[Exercise aim]: Count the lines of the data below that include the string "survives", and provide nothing but the result.

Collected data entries
Issue #752, opened 2026-05-10
Online friends disappear from the list when unfriending via the site


KarmikCykle:
### Describe the bug

Removing a friend through the F-List website proper while Horizon is open causes all remaining listed friends who are online to vanish from the list, leaving only bookmarks visible. Closing and reopening the chat seems to fix it.

### Version Information

Horizon 2.1.4

FatCatClient:
Do you happen to remember if the character you removed was friends with the character you were signed in as, or was it explicitly a different character's friend?

KarmikCykle:
They were not, I was signed in as a brand new character with no friends added yet

KarmikCykle:
I also didn't have the setting to "hide non-character friends" turned on, though I did have "show this character's friends separately"

PR #884, opened 2026-07-09
fix: Friends appearing twice in user list

### LINKED ISSUE #581: Friends can sometimes appear twice (and not be removed from the online list properly)

freenutsxd:
Adds a few extra guards that prevents characters from appearing twice within the friends/bookmarks lists. Additionally, when someone logs off, they will now unconditionally be cleared from the friends/bookmarks lists so that no lingering duplicate entries can persist.

Fixes #581.

### DIFF
--- a/fchat/characters.ts
+++ b/fchat/characters.ts
@@ -323,7 +323,11 @@ export default function (this: void, connection: Connection): Interfaces.State {
       case 'trackadd':
         state.bookmarkList.push(data.name);
         character.isBookmarked = true;
-        if (character.status !== 'offline') state.bookmarks.push(character);
+        if (
+          character.status !== 'offline' &&
+          state.bookmarks.indexOf(character) === -1
+        )
+          state.bookmarks.push(character);
         break;
       case 'trackrem':
         state.bookmarkList.splice(state.bookmarkList.indexOf(data.name), 1);
--- a/fchat/characters.ts
+++ b/fchat/characters.ts
@@ -28,6 +28,14 @@ class Character implements Interfaces.Character {
   }
 }
 
+function removeAllFromList(list: Character[], character: Character): void {
+  let index = list.indexOf(character);
+  while (index !== -1) {
+    list.splice(index, 1);
+    index = list.indexOf(character, index);
+  }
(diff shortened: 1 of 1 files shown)


FatCatClient:
On the dev branch (and this is presumably an old ass bug from last year), there's a bug where if you enable ``core.state.settings.hideNonCharacterFriends`` you will not see characters sign in messages if they are considered character friends.

See ``chat/conversations.ts``: ``isOfInterest()`` and ``fchat/characters.ts``'s default export (the `Interfaces.State` implementation) handler for the `'connecting'` event. But I'm 99% sure the issue is just because ``character.isCharacterFriend`` isn't being set for characters as you connect, the way the ``isFriend`` field is set.

Can you also check for that issue? I probably can't reliably fix it in the dev branch if the surrounding logic is being improved like this, not until that's merged at least.

freenutsxd:
> On the dev branch (and this is presumably an old ass bug from last year), there's a bug where if you enable `core.state.settings.hideNonCharacterFriends` you will not see characters sign in messages if they are considered character friends.

Should be fixed now in 4536136.

FatCatClient:
Does this handle #752 as well? If not, no big deal. We can get to that later.

freenutsxd:
I don't think so? Their issue doesn't sound like some duplicate entry causing the bug, so my changes shouldn't solve for that

CodingWithAnxiety:
Merging after I made my changes. Open issue if anything is wrong.

PR #885, opened 2026-07-09
fix: apply the high quality portraits toggle without a restart

### LINKED ISSUE #736: The 'show high quality portraits' setting doesn't toggle consistently/ needs restarting
### Describe the bug

Various places where HQ portraits can show up don't actually update between regular and HQ portraits if you toggle the setting. Because they usually require the whole component to re-instantiate, this means that you either need to close and reopen a specific menu, or in some cases need to close the whole tab first.

### Version Information

Can't copy paste the info rn, but it's on 2.1.1 and happens on all platforms.

### To reproduce

_No response_

### Additional context

I don't have a concise list of all places where this is a problem, but from the top of my head I know it's an issue with the conversation list items, and the big icon on the top left too.

Some of these also have other settings that toggle the individual behavior (like messages), but I don't know to what extent those settings have a similar problem or might interfere with this issue.

Kannamoris:
The HQ portrait setting was only checked at profile-fetch time and its result baked into `character.overrides.avatarUrl`, so toggling it did nothing until components were recreated or the app restarted. The override is now always extracted and stored (and cleared when a profile drops its portrait tag), and the setting is checked at render time in `characterImage()` and the few places that read the override directly, so the toggle applies immediately everywhere, including the shell window's character tab.

Fixes #736


FatCatClient:
@Kannamoris, could you resolve the merge conflicts so I can test this as if it were merged into `development`?

PR #893, opened 2026-07-15
rebuild log indexes and preserve conversation names

### LINKED ISSUE #886: JSON style exports do not import correctly and lack crucial information from index files
### Describe the bug

When creating manual exports the logs get converted to a json format. When importing these, appropriate index files are not being created. 

This might also mean that the exports lack crucial information from the conversations themselves, like ad-hoc channel names, or capitalisation. 

### Version Information

Phoneposting atm. It’s presumably from 2.2.0 and onward. 

### To reproduce

1. Create a new manual export. This might not be the case for auto exports
2. Set your log directory to an empty folder, or set up a new installation on a different machine 
3. Import your .zip file from step 1
4. Settings import correctly. When looking at the log viewer, conversations appear to be added but they have no messages. 

### Additional context

_No response_

CodingWithAnxiety:
Howdy, folks!

This is the fix for #886. originally, it was just making json imports write index files, but it grew some limbs along the way. Consider it feature complete unless review turns something up.

I intend this for Friday's release. Closes #886.

## Summary

The bug: manual exports convert logs to JSON, but importing them never rebuilt the `.idx` files the log viewer needs, so conversations imported as empty ghosts. On top of that, the display names that only exist in `.idx` files (ad-hoc channel names, proper capitalization) never traveled with the export at all.

- Imported JSON logs now rebuild their `.idx` files
  - Both the GUI and CLI importers, through a new shared `electron/services/log-backup.ts` module.
  - Rebuilt indexes are byte-identical to what Fix Logs produces. This has some unpreventable quirks, but we fix what we can.
- Conversation names now travel with exports
  - New per-character `conversation-names.json` sidecar in the ZIP, read from the `.idx` headers at export time:
    ```json
    { "#adh-b2fb2f4b0a17": "Cool Channel FRFR", "some character": "Some Character" }
    ```
  - Old clients only process `logs`, `settings`, and `drafts.txt`, so they ignore the sidecar entirely, and log entries stay bare JSON arrays. Old clients can still import new exports safely.
- Name recovery for legacy exports that have no sidecar
  - Private conversations: the log file name is just the lowercased character name, and the proper capitalization survives in the message senders, so the name is recovered from the log itself.
  - Channels: recovered from the character's `settings/recentChannels` file in the same ZIP (covers the ~50 most recently joined channels, which is what that file holds. _This is the unpreventable quirk, and can't really be solved any other way._)
  - Recovered names are the lowest-priority source: sidecar > name embedded in the log > existing index > recovered > file name. Recovery can only improve on the raw file key, never override real data.
- Re-imports heal existing damage
  - If you already imported with a broken version (logs on disk, indexes missing), re-importing the same export rebuilds the missing indexes even though the log files themselves are skipped. The summary counts these properly instead of claiming "Restored data for 0 character(s)".
  
  ## Additional
- Broken CLI imports used to write JSON logs verbatim to disk as `foo.json`. Those stale artifacts are now cleaned up on re-import, but **only** when the artifact is zero-byte (Fix Logs already truncated it) or every one of its messages provably exists in the binary log next to it. If that containment check fails, the file stays put. No path in this PR should be able to lose messages.
- A raw binary log in the ZIP now shadows its stale `.json` twin regardless of ZIP entry order.
- `binaryLogToJson` validates each record's trailing length marker (same as Fix Logs) and stops at the first malformed record, so garbage files convert to nothing instead of nonsense.
- CLI import: per-file error handling, a `filesErrored` count in the JSON report, and exit code 1 when anything failed.
- The export loop only yields to the UI after actually appending a file (previously it could spin on skipped entries).

## To test
- [x] Round trip: export, import into an empty log directory, conversations appear with messages, dates, and correct names (ad-hoc channels and capitalization included)
- [x] Legacy ZIP from 2.2.x/2.3.x: conversations appear; PM names recover their capitalization, channel names recover for recently joined channels
- [x] Heal: re-import over an install with missing `.idx` files (no overwrite), conversations become visible and the summary counts those characters
- [x] Stale `foo.json` artifacts from old CLI imports are gone after re-import, and Fix Logs no longer invents empty conversations from them
- [x] CLI: dry run previews without touching disk; a failed file yields exit code 1
- [x] Backward compat: an old release imports a new export cleanly (sidecar ignored, logs still bare arrays) [Low priority, but just to be safe!]

### DIFF
--- a/electron/services/log-backup.ts
+++ b/electron/services/log-backup.ts
@@ -298,6 +298,7 @@ export function recoverLogName(
   messages: JsonLogMessage[]
 ): string | undefined {
   const key = logKey.split('/').pop()!;
+  if (key === '_') return 'Console';
   if (key.startsWith('#'))
     return context.channelNames.get(character)?.get(key.toLowerCase());
   const match = messages.find(
--- a/electron/services/log-backup.ts
+++ b/electron/services/log-backup.ts
@@ -1,0 +1,380 @@
+/**
+ * @license MPL-2.0
+ * This Source Code Form is subject to the terms of the Mozilla Public
+ * License, v. 2.0. If a copy of the MPL was not distributed with this
+ * file, You can obtain one at https://mozilla.org/MPL/2.0/.
+ *
+ * @copyright 2024-2026 Sylvia Roselie & Respective Horizon Contributors
+ * @version 1.0
+ * @see {@link https://github.com/Fchat-Horizon/Horizon|GitHub repo}
+ *
+ * Conversion helpers between the binary chat log format, the JSON log format
+ * used inside export ZIPs, and the `.idx` sidecar files the log viewer needs.
+ *
+ * ^ Binary record layout must stay in sync with serializeMessage in
+ *   electron/filesystem.ts:
+ *   u32LE time (seconds) | u8 type | u8 senderLength | sender |
+ *   u16LE textLength | text | u16LE recordLength - 2
+ * ^ Index layout must stay in sync with checkIndex/loadIndex in
+ *   electron/filesystem.ts:
+ *   u8 nameLength | name | 7-byte entries of u16LE day + u40LE offset
+ *
+ * ! NEVER IMPORT ELECTRON HERE! This must ALSO WORK FOR THE CLI!!!!!!!!!!!!!!!!!!!!1
+ */
+
+import fs from 'fs';
+import path from 'path';
+
+/** One message inside a JSON log file. Times are seconds since epoch. */
+export interface JsonLogMessage {
+  time: number;
+  type: number;
+  sender: string;
+  text: string;
+}
+
+/**
+ * One JSON log file inside an export ZIP, normalized.
+ *
+ * ! Exports must stay bare arrays: released clients strip the .json suffix
+ *   and write any other shape verbatim to the binary log path. The optional
+ *   name only tolerates hand-made { name, messages } files on import.
+ */
+export interface JsonLog {
+  name?: string;
+  messages: JsonLogMessage[];
+}
+
+/**
+ * Per-character sidecar mapping log file names to display names. Old
+ * importers ignore it, so new exports stay safe on old clients.
+ */
+export const conversationNamesFile = 'conversation-names.json';
+
+const dayMs = 86400000;
+
+function localDay(timeSeconds: number): number {
+  const date = new Date(timeSeconds * 1000);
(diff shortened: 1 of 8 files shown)


electron/services/log-backup.ts
```diff
@@ -0,0 +1,380 @@
...
+ * recentChannels file, private names from the sender whose name lowercases
+ * to the log's file name.
+ */
+export function recoverLogName(
+  logKey: string,
+  character: string,
+  context: LogImportContext,
+  messages: JsonLogMessage[]
+): string | undefined {
+  const key = logKey.split('/').pop()!;
```
FatCatClient, line 300:
```suggestion
  const key = logKey.split('/').pop()!;
  if (key === "_") return "Console";
```

Unless you also want this to use the localized name.

When importing a 2.3.2 JSON style .zip into an empty directory, the console logs were just labelled "_".

FatCatClient:
Here are the issues I've found after extensive testing:

- Importing a pre-2.3.3 JSON (ie manual) backup breaks the Console tab's name.
- Importing a manual backup generated from [f8ee1c3](https://github.com/Fchat-Horizon/Horizon/pull/893/commits/f8ee1c31fd494b9b75e90761c00d8aabebf06707) doesn't work in 2.3.2.
- I've had a case where the dry run doesn't see any problems, but the _real_ import did:
```
{"op":"import","dryRun":true,"zip":"~/2.3.2_ horizon-export-2026-07-16T19-08-06.zip","touchedCharacters":101,"generalImported":true,"filesErrored":0}
 ~> ./dist/linux-unpacked/horizon-electron import --zip ~/2.3.2\ horizon-export-2026-07-16T19-08-06.zip --data-dir ~/templogs
20:45:09.025 › init.common
20:45:09.028 › init.common.done 
Failed to import characters/(characterName)/logs/#adh-be95b9c642b3612f79c7.json: The value of "value" is out of range. It must be >= 0 and <= 65535. Received 66778
{"op":"import","dryRun":false,"zip":"~/2.3.2 horizon-export-2026-07-16T19-08-06.zip","touchedCharacters":101,"generalImported":false,"filesErrored":1}
```


Just to be on the safe side, I've done additional testing for every case where I tried to work with 2.3.2 manual backups, 2.3.3* manual backups, and auto backups (from 2.3.2). Including importing into empty folders, overwriting a filled folder, and "importing" without overriding into a filled folder.

FatCatClient:
@CodingWithAnxiety 

can you confirm whether all *three* issues in my non-review comment are fixed, or are not important enough to be fixed, not just the first one?

PR #898, opened 2026-07-17
fix: extend the channel prune grace period past the ping threshold

### LINKED ISSUE #897: Channels are pruned from groups too eagerly
### Describe the bug

Although channel pruning (see #848) mostly seems to work fine, there have been some cases reported where this kicks in too early: It can take a while for the F-Chat server to respond with a JCH server command, and by then the prune timeout has already kicked in, resulting in cases where the message shows up to tell you the channel was ungrouped, only for you to actually join the channel anyway.

### Version Information

Phoneposting. It's in 2.3.2 at least, but obviously introduced in 2.3.1.

### To reproduce

1. Have a slow connection to F-Chat and a bunch of grouped channels
2. Connect w/ that characters
3. Roll unlucky on the internet table, and join a channel > 10 seconds after the connection starts
4. Channels are now ungrouped against your will.

### Additional context

My intended solution for this is to simply increase the grace period for channel pruning to be barely above the Ping-Pong client-server check threshold (90 seconds, from the top of my head). That sounds like a lot, but unless there is a freak incident where it takes longer than the `PIN` response for you to get a `JCH` response, the only times you would not get an answer for joined channels within that time period, you would be disconnected from the server anyway.

Then obviously make sure that this timeout is also cancelled when you disconnect for some reason :^)

Kannamoris:
The startup prune from #848 treated any grouped channel that had not joined within a 10 second settle window as deleted, so a slow server response could ungroup channels that were merely late to join. As suggested in the issue, the grace period now sits at the client's ping stale threshold of 90 seconds: a connection that survives that long without a join arriving is demonstrably alive, so the channels that still have not joined are gone for good rather than merely slow. The window still resets on every successful join, and the timer is now also cancelled when the connection closes. Verified against a live connection through a throttling proxy that stalls the server stream for 20 seconds after connect: previously every grouped channel was pruned and then joined anyway, now all channels survive the stall and a fake dead channel is still pruned with the console notice once the grace period runs out.

Fixes #897

### DIFF
--- a/chat/conversations.ts
+++ b/chat/conversations.ts
@@ -38,8 +38,12 @@ const CONVERSATION_CACHE_UPDATE_FREQ_IN_MS = 1000;
  * before pinned channels that never joined are treated as removed and pruned.
  * The timer resets on every successful join, so a slow connection that delivers
  * joins gradually keeps deferring the cleanup until the joins actually stop.
+ * Sits at the client's ping stale threshold (the pin timeout in
+ * fchat/connection.ts): a connection that survives this long without a join
+ * arriving is demonstrably alive, so the channels that still have not joined
+ * are gone for good rather than merely slow.
  */
-const PINNED_CLEANUP_SETTLE_IN_MS = 10000;
+const PINNED_CLEANUP_SETTLE_IN_MS = 90000;
 
 function createMessage(
   this: any,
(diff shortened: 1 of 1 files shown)


CodingWithAnxiety:
Agreed and approved. Merging.

PR #900, opened 2026-07-19
tweak: Add support for species distinctions while maintaining F-List Species Preference matching

saalisu:
While there's some contention about the similarities between the two species, it's generally recognised that naga and lamia are not the same - owing to their different backgrounds and depictions in media. Additionally, it's causing confusion for at least one lamia player being referred to as a 'naga' despite expressly stating otherwise.

I didn't create a lamia grouping because I don't think there's any synonyms or of-like species that fit the description, and I haven't touched the existing Quetzalcoatl entries either because that's a whole third mythos separate from the other two and I don't have much experience in if players of that species would be fine being considered 'naga' for brevity.

This edit was also made directly through GitHub, so there's a non-zero chance there's a formatting change, if that is the case, please let me know, close this PR and I'll do a proper pull in my IDE.

One line edit.


FatCatClient:
> I didn't create a lamia grouping because I don't think there's any synonyms or of-like species that fit the description

Also, since there is no default kink on F-List's end for "lamia" specifically, it would break matching for every character assigned to that group. Or rather, those players couldn't get a score for their species being in someone's preference. 

...Unless you then based the "lamia" group's score on the "Naga" custom kink. Which sounds like the kind of thing you'd not want either.

saalisu:
> ...Unless you then based the "lamia" group's score on the "Naga" custom kink. Which sounds like the kind of thing you'd not want either.

I can't really speak on behalf of people *looking* for characters like that - I would assume they probably would mind either, but as a character *player*, it feels equivocal to lumping skunks and striped polecats together because they *look* similar, but are in fact entirely different families of mammals.

I wasn't fully aware that was the purpose of the grouping, as I'm not actually a Horizon user myself. My issue is more with how the species is displayed. If Lamia and Naga groups shared the same score to be matched with F-List's joint 'Naga/Lamia' species preference kink, that wouldn't be an issue, just as long as the displayed text in the little info element was correct between Lamia and Naga listed profiles.

saalisu:
Okay, I've added `speciesPreferenceMapping` to `matcher-types.ts` and for now added in lamia as a distinct species, yet still bind it to the same `Lamia / Naga` species preference matching ID. I did a quick test and from what I've seen:

1) Lamia and Naga profiles are clearly displayed as distinct species in the li'l profile preview element thingy.
2) The matching still considers 'Lamia' under the 'Lamia / Naga' preference kink, so that still matches up.

Feel free to scrutinise my approach, I hope it isn't too sloppy.

p.s. This should also make it trivial in the future to create more 'visual' distinctions between species while maintaining compatibility with F-Lists rigid list of species. I heard miqo'te players are upset about being called cats or something... :)

FatCatClient:
Code approach looks fine to me, helps that the comments explain it fairly well.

[Solution to this exercise]: 3